National defense isn't going to be priced in by markets. And food security is national security, even if it's "more efficient" to ship food in from your geopolitical rivals.
Things having a price isn't same as profit maximizing on everything. People don't purely profit maximize.
Are you maximizing profit in your primary residence? You might derive pleasure from having a large garden instead of building an industrial plant of same sort there, for example, or not rent out rooms, or have more shirts than you need instead of investing those monies into a business.
When you said generally desirable, I assumed you meant to the general public and society at large. Absent some other very convincing information, the price of a plot of land is going to be the best analogue for how much society values that land.
Obviously the private land owner (in general) would prefer that the cost of owning land was as near zero as possible so that they could use it how they saw fit, regardless of the opportunity cost to society. And that's how it spirals into the mess we have today.

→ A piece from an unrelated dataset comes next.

PR #293, opened 2026-06-11
Add environments delete command

jo-sm:
This PR adds a new `environments delete` command to the CLI. Depends on #292.

### DIFF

Why would it be most desirable for society if the only thing done with land was to maximize profit? Society also values museums, parks, etc. - but those are not a profit maximization things.
You keep bringing up price, but price and use of the land are not the same. A price (if transacted on) also only really speaks towards the parties involved, not society as a whole.
The mess we have today is not because we don't maximize profits from landownership enough.
The mess we have is because landowners can squeeze the users of the land for all of their profit. Really what should be maximized is the productivity (in a broad sense) of the land.
Profit is a pretty good stand in for productivity, especially if you can't trivially extract rent.
If landowners already maximize profit, why would you expect any change if you tax landowners in a way that encourages profit maximization from land?
Or do you mean things like more industry and less housing? Smaller, high density and expensive housing instead of larger housing?
Landowners can now maximize profits by renting it out and speculating on land value increase. They are getting value for free, at the expense of the renters and people who can't find land. They are nothing but a drag on society if they take this approach.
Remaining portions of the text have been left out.